In this case, we find that Final Instructions 23A, 23B, and 27 eliminate any perceived requirement that the jury disregard the Master Agreement's notice provisions. See Martin, 464 N.E.2d 896 (jury instructions are to be read as a whole). The instructions, read as a whole, clearly inform the jury that they must decide (1) the parties' intentions regarding the notice provisions within the Master Agreement; (2) whether Allison gave Northrop written notice that the changes in the scope of work were having a cost impact; (3) whether Northrop had constructive notice of the cost impact of the changes; (4) whether Northrop was prejudiced by any lack of notice; (5) whether Allison is entitled to an equitable adjustment in the contract price; and (6) whether any of Allison's recoverable costs should be reduced by the amount of any increase in Northrop's costs caused by Allison's failure to provide notice. As a result, these instructions cure any alleged error.

2(f). Instruction 24

With regard to Final Instruction 24, the trial court instructed the jury as follows:

The measure of Allison's damages for breach of the EEL contract is that amount which will compensate Allison for all the loss caused by Northrop's breach and those losses, which in the ordinary course of things, would be likely to result from Northrop's breach. Allison may therefore receive those damages naturally arising from Northrop's breach, or those damages that might have been reasonably contemplated or foreseen by both parties at the time they made the contract as the probable result of Northrop's breach.

In establishing the amount of damages, mathematical precision is not required. It is sufficient for Allison to provide a reasonable basis for you to approximate the amount of damages.

(Northrop's App. p. 943).

Northrop argues that this instruction is defective. Specifically, Northrop argues that Final Instruction 24 incorrectly tells the jury to award Allison the total cost of performing under the contract. Citing Amelco Electric v. City of Thousand Oaks, (2002) 27 Cal. 4 th 228, Northrop asserts that the proper method of calculating damages is to determine the actual cost, "where each element of extra expense is linked to a proven breach and added up for a total award." (Northrop's Br. at 44). Further, Northrop argues that the trial court erroneously excluded evidence that would have shown that Allison was asserting a total cost claim and that Allison caused much of the cost overruns through inefficiency and mismanagement.

Allison responds by arguing that this instruction is a "standard, classic, instruction on damages." (Allison's Br. at 83). Allison asserts that the instruction provides that Allison should be compensated only "for all the loss caused by Northrop's breach and those losses, which in the ordinary course of things, would be likely to result from Northrop's breach." (Northrop's App. p. 943). Additionally, Allison argues that California law supports the instruction as submitted to the jury.

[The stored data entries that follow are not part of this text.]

PR #157, opened 2025-06-27
experiment to return service time breakdown in results

tmckayus:
Adding experimental code to break down service time.

### DIFF
--- a/python/cuopt_self_hosted/cuopt_sh_client/cuopt_self_host_client.py
+++ b/python/cuopt_self_hosted/cuopt_sh_client/cuopt_self_host_client.py
@@ -435,7 +435,8 @@ class CuOptServiceSelfHostClient:
         complete = False
         reqId = None
         done = threading.Event()
-
+        first_time = True
+        
         def poll_for_logs(reqId, logging_callback, done):
             while not done.is_set():
                 self._get_logs(reqId, logging_callback)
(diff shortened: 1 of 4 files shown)


python/cuopt_server/cuopt_server/utils/job_queue.py
```diff
@@ -269,8 +269,12 @@ def get_solution_for_id(id, delete=True):
                 s = saved_results[id]
                 if delete:
                     del saved_results[id]
-                return s.wait() + (mime_type,)
+                if timestamps:
+                    return s.wait(timeout=10) + (mime_type, s.get_timestamps())
```
tmckayus, line 273: This doesn't seem to be having any effect and I'm not sure why. The goal was to just hardcode in a wait time so that we don't have to poll at such a low interval.  Will investigate more ....

python/cuopt_self_hosted/cuopt_sh_client/cuopt_self_host_client.py
```diff
@@ -503,8 +504,10 @@ def stop_threads(log_t, inc_t, done):
                         raise TimeoutError(json.dumps(response))
                     else:
                         break
-
-                time.sleep(self.polling_interval)
+                if first_time:
```
tmckayus, line 507: skip the sleep on the first poll ....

We acknowledge that California law disfavors an award of damages under the total cost theory. Amelco, 27 Cal. 4 th 228. "Under this method, damages are determined by `subtracting the contract amount from the total cost of performance.'" Id. at 243 (citation omitted). A jury may be permitted to award damages under the total cost methodology, but the plaintiff must "establish (1) the impracticality of proving actual losses directly; (2) the plaintiff's bid was reasonable; (3) its actual costs were reasonable; and (4) it was not responsible for the added costs." Id. at 243. However, even before "this method may be used, the trial court bears the initial responsibility of determining that each element of the four-part test set forth above can be met." Id. at 244 (emphasis added).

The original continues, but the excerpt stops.